Roma make up at least one-tenth of Slovakia's population of 5.5 million, and the European Union (EU) considers Roma poverty the country's worst social problem. Moreover, the Roma population is increasing more rapidly than the rest of the nation.
Specialists point out that the practice of forced sterilization stems from a racist policy instituted under the communist regime that provided monetary incentives to Roma women to undergo sterilization. The policy was formally rescinded more than a decade ago following the "Velvet Revolution" yet has survived the regime change. As an applicant for membership in the EU, Slovakia has committed itself to the "rule of law, human rights, and respect for and protection of minorities."
Interviewed on the local "Radio Twist" on January 28, Slovakia's Health Minister Rudolf Zajac complained that the charges by the nongovernmental organizations "do not give us sufficient information which would make it possible to file a criminal suit. We need the full names of the doctors and the dates when these things were supposed to have happened. Unless Roma as well as non-Roma citizens exercise civic courage and point to these things, our possibilities are exceptionally restricted." On the same day, Slovakia's Deputy Prime Minister for European Integration and National Minorities Pal Csaky threatened to sue the author of the report "Body and Soul" for failing to report a crime to the police, according to the Slovak news agency SITA web site. If the report turns out to be false, Csaky said he would sue for slander.
Also on January 28, Jan Marinus Wiersma, the European Parliament's rapporteur on Slovakia, called the report "shocking" and warned that if the Slovak authorities fail to examine the alleged forced sterilization, the impact on Slovakia's joining the EU would be negative. According to the Slovak news agency TASR’s web site, Wiersma said that if such sterilizations do occur, "they must be stopped instantly." He added that he expected a full official Slovak response in March when the European Parliament is scheduled to discuss Slovakia's accession to EU in 2004.

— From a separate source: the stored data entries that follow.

PR #276, opened 2017-10-07
Eventghost - Bugfix - Fixes bug in SpinNumCtrl

kdschlosser:
Fixes bug noted here
http://www.eventghost.net/forum/viewtopic.php?f=15&t=9828
and here
http://www.eventghost.net/forum/viewtopic.php?p=48572#p48572


kdschlosser:
no can do boss. I tried doing that. as it states there is a bug in the num control. remember me modifying the spinumctrl some time back and i did the exact same thing. and then users started having problems. so i had to revert it #188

In a statement issued on January 30, the Budapest-based European Roma Rights Center (ERRC) confirmed that coercive sterilizations continue to be performed on Roma women and disclosed that it had collected its own evidence in field missions to Slovakia last fall. The ERRC estimated that cases in which there may be criminal malpractice -- a woman was sterilized though she had not given any form of consent -- constitute no more than 10 percent of all sterilizations of Roma women. But, the ERRC cautioned, even in such cases there is the possibility that forged consent signatures may exist, "given the evident presence of ill will and malicious intent on the part of some members of the Slovak medical community." Nevertheless, the ERRC noted, the overwhelming majority of the sterilization cases fall into "a gray zone:" though some form of consent was given for sterilization, that consent was based on "misinformation, manipulative information, pressure, tricks, bluster, etc" by the authorities.

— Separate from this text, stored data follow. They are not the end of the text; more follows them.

PR #277, opened 2017-10-14
Add Event before the loading of the plugins.

kdschlosser:
Adds  EventGhost.Startup event to take place before the running of the Autostart macro. This is done so that if the user needs to set into place any globals that a script may depend on it can be done before the possibility of a plugin starting and generating an event before the Main.OnInit gets triggered.

There is a payload with this event that is an instance of an AutostartItem.Time() object. I stored a  datetime.datetime object and it returns all methods/attributes correctly except __str__ and __repr__ methods so it would produce a nice date in the log.
example:    EventGhost.Startup Saturday, October 14th, 2017 @ 01:56:46 AM

### DIFF
--- a/eg/Classes/AutostartItem.py
+++ b/eg/Classes/AutostartItem.py
@@ -38,7 +38,7 @@ class Time(object):
             t_fmt = t_fmt.format('th')
         else:
             t_fmt = t_fmt.format(
-                ["st", "nd", "rd"][t.tm_mday % 10 - 1]
+                ["st", "nd", "rd"][self.day % 10 - 1]
             )
         return self.strftime(t_fmt)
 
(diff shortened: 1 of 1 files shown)


eg/Classes/AutostartItem.py
```diff
@@ -20,6 +20,30 @@
...
+    def __getattr__(self, item):
+        return getattr(self._datetime, item)
+
+    def __str__(self):
+        t_fmt = '%A, %B %d{}, %Y @ %H:%M:%S %p'
+        if 4 <= self.day <= 20 or 24 <= self.day <= 30:
+            t_fmt = t_fmt.format('th')
+        else:
+            t_fmt = t_fmt.format(
+                ["st", "nd", "rd"][t.tm_mday % 10 - 1]
```
topic2k: `NameError: global name 't' is not define`

kdschlosser: could be let me look at the code. i could have messed it up somehow. tho i did test it and it worked. maybe i missed the error when it happened.

kdschlosser:
OK sir. I have fixed the traceback issue.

While stressing the preliminary character of its research, the ERRC said that there are similar concerns of "abusive sterilizations" taking place in the Czech Republic and Hungary. "Given the high levels of anti-Romani sentiment throughout Central and Eastern Europe, as well as the strength of doctrines of paternalism in medical practice in the region, we have no compelling reasons to believe that the issue is absent elsewhere," the ERRC statement said. "Slovakia is of particular concern due to the extent and frequency with which the idea of coercive contraceptive measures have emerged as part of public discourse on Roma in the country. However, we have reason to believe that if all facts could be known, differences between Slovakia and other countries of the region would be ones of degree rather than kind."